With those changes, I was able to run the whole script by hitting the Knit button in RStudio. If you are still missing a package, you will get an error message. If things work out, the whole script will run a while (depending on the speed of your computer), and you should get a document/report which reproduces the complete analysis he did in the video! If things don’t work out, post your error message to Slack so someone can help troubleshoot. One potential problem could arise from the fact that David uses parallel computing to make things run faster. If you get an error message, you can try commenting out or deleting the line of code that says doParallel::registerDoParallel(cores = 4) and see if it works without it. It worked ok with that line of code on my Windows machine, but might not always work. (If on Windows, you might be asked about firewall network permissions. That’s a quirk of how parallel computing works on a single machine. Just say “yes” to both public and private networks.)

Again, most or all of the R code might not make sense to you just yet. That’s ok. The main point is to show you a nice example of a data analysis done in a way that others (you) can reproduce with just a few clicks. As part of this class, you will be producing those kinds of reproducible R Markdown files (well, we’ll be doing Quarto files, which is the improved successor of R Markdown).

Research Project

Fully open and reproducible analyses are also becoming common in academic research, with authors publishing everything needed to reproduce their paper and results. In my research group, we try to adhere to this approach as much as possible. As an example, I’m sharing a project/paper by Dr. Brian McKay, a former grad student in my group. You can read the published paper. All materials to reproduce the full project and all results are available as supplementary material. Take a look at the Usage Notes section on the website.

Next, click on Download Dataset, and unzip the file. You should end up with a folder called ProcSocB Supplemental Material.

Inside that folder you can see subfolders containing all the data and code to fully reproduce the analysis and manuscript. Find and click on Virulence_Trade-off.Rproj. This should open in RStudio. To reproduce the manuscript, go into the Manuscript folder, open Manuscript.Rmd. You’ll see some code at the top which loads various datasets containing results. Further down, you’ll find the text of the manuscript, combined with simple R commands that dynamically place numbers and figures into the text. Re-create the manuscript by clicking on the knit button. There might be error messages related to missing packages. If that happens, install those packages (e.g. ‘bookdown’). If you get stuck, post your problem to the discussion boards.

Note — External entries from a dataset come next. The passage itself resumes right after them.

PR #194, opened 2018-04-03
tweak name api

xithan:


card/lib/cardio.rb
```diff
@@ -50,7 +50,7 @@ def default_configs
         paging_limit:           20,
 
         non_createable_types:   [%w(signup setting set)],
-        view_cache:             true,
+        view_cache:             false,
```
ethn: If we change this, we have to make sure we change the config on staging/production.

I think I still favor defaulting to having it on, but I understand why you'd want it off.

card/lib/card/mark.rb
```diff
@@ -0,0 +1,64 @@
...
+      case mark
+      when ID_MARK_RE       then Regexp.last_match[:id].to_i
+      when CODENAME_MARK_RE then Card::Codename.id! Regexp.last_match[:codename]
+      end
+    end
+
+    def bad_mark mark
+      case mark
+      when ID_MARK_RE
+        raise Card::Error, "id doesn't exist: #{Regexp.last_match[:id]}"
```
ethn: Perhaps these should be NotFound?

card/lib/card/name.rb
```diff
@@ -34,19 +34,21 @@ def new str, validated_parts=nil
         str = str.to_s
         if !validated_parts && str.include?(joint)
           compose Cardname.split_parts(str)
-        elsif special_prefix?(str)
-          Card.fetch_name str # handles ~ and :
+        elsif (id = Card.id_from_string(str))  # handles ~ and :
+          Card.fetch_name(id) { Card.bad_mark(str) }
```
ethn: it makes me a little uncomfortable that we raise such a loud error from bad data.  But I'm not sure I have a better idea...

PR #195, opened 2018-04-05
fix handling of extensions in paths

ethn:


card/mod/core/set/all/references.rb
```diff
@@ -38,7 +38,7 @@ def name_referers
 # cards that refer to self or any descendant
 def family_referers
   @family_referers ||= ([self] + descendants).map(&:referers).flatten.uniq
-  # FIXME: could be much more efficient!
+  # TODO: make this more efficient!
```
ethn: I want to go through and fix "FIXME's" that are actually broken

card/mod/standard/set/all/links.rb
```diff
@@ -1,88 +1,66 @@
...
-    when /^https?\:/          then "external-link"
-    when %r{^/}               then "internal-link"
-    when /^mailto\:/          then "email-link"
-    when RESOURCE_TYPE_REGEXP then Regexp.last_match(1) + "-link"
-    end
+  # link to a different view of the current card
+  # @param view [Symbol,String]
+  # @param text [String]
+  # @param opts [Hash]
+  def link_to_view view, text=nil, opts={}
```
ethn: the main difference is that these methods now have their html/other format handling much more cleanly delineated.

PR #197, opened 2018-04-09
fixed issue with templates in structure views

ethn:
I know there aren't tests, but I think all of this is going to get refactored away soon, no?


ethn:
I decided to add a test after all.

PR #198, opened 2018-04-10
pointer bug fix

ethn:


card/mod/pointer/set/abstract/02_pointer/edit.rb
```diff
@@ -27,7 +27,7 @@ def add_item_button
   end
 
   def edit_list_item item
-    haml :list_item, pointer_item: item, options_card: options_card_name
+    haml :list_item, item: item, options_card: options_card_name
```
ethn: this was a screwup of mine from the view args cleanup. breaks all pointer editing.

card/mod/standard/set/all/rich_html/menu.rb
```diff
@@ -82,7 +82,7 @@ def menu_item_list link_opts={}
   end
 
   def menu_item_edit opts
-    menu_item "edit", "edit", opts.merge(view: :edit, path: menu_path_opts)
+    menu_item "edit", "edit", opts.merge(view: :edit)
```
ethn: this overrides the javascript slot handling, which was preventing edit view from holding on to slot item specifications.  That's why cancel was coming back in the wrong view on metric properties (it was actually the item that was in the wrong view(

xithan: and removing it doesn't cause any issues? I don't believe that.

ethn: I think `menu_path_opts` is a misleading method name; it's not meant to be used on menu items, only on the menu_link. (Ie, the name should probably be `menu_link_path_opts`). Everything in `menu_path_opts` is already handled in javascript, but presumably the `menu_link` needs special handling because it doesn't have normal slotter behavior.  (But it looks to me like it has more info than the menu_link needs, presumably because it was hacked to make the edit button work better).

That method (or, technically, a method that overrides it) is still called by `menu_item_edit` in `abstract/metric_answer/research.rb` in wikirate. I didn't want to rename it until I studied that issue.  My assumption is that we want the edit link (not the menu link) to have the RESEARCH_PARAMS_KEY handling.

ethn: Here's where you added `menu_path_opts`: https://github.com/decko-commons/decko/commit/d3c686f06dcaaa2177cf7504c4d42c2a7b682297

 It must mean something was wrong with the slot handling at the time.  But this is not the right solution to this problem. Every single link in the menu needs to have all that information and more.

xithan: maybe this is related 
higher_education_statistics_agency__hesa__research_income_-_wikirate

ethn: not related.  issue is this view in toolbar.rb:
```
    view "#{viewname}_link" do
      voo.title ||= viewtitle
      link_to_view viewname, voo.title, class: "dropdown-item"
    end
```
So these menu items break anywhere that the title is set.
I assume there are contexts where we actually need to set that link text, so it's probably not as simple as removing the voo.title stuff altogether...

ethn: ..but I can't find anywhere this is used, and I think, in principle, if we're using "title" to mean something other than "the title of the card in this context", we're asking for trouble.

Feel free to explore further by opening various R scripts and running them. The Usage Notes section on the website where you downloaded the zip file, or the Supplementary-Material.docx document explain what the different pieces do and how to use them.

As you can tell, this is more complex and complete compared to the single R Markdown file example above. The details on how you structure your project and folders/files are up to you, but they should provide a way to organize things so it’s easy for you and others to understand what is going on where.

This example hopefully gives you an idea how nice and easy it is to write a whole paper with just a few clicks of a button. It is a combination of R scripts and R Markdown files (in this case a version called bookdown), which allow a fully automated generation of a complete data analysis and manuscript, including all figures, tables, references, etc. This is an incredibly efficient workflow and one you’ll learn and use in this class. For instance if there was a mistake somewhere in the data, instead of going through the manuscript and manually changing numbers, one could just re-run the whole code, and it will produce new results based on the updated data in a fully automated manner. It’s a bit more work upfront until you get the hang of it, but once you have it set up, it can save an enormous amount of time and avoid potential copy & paste mistakes.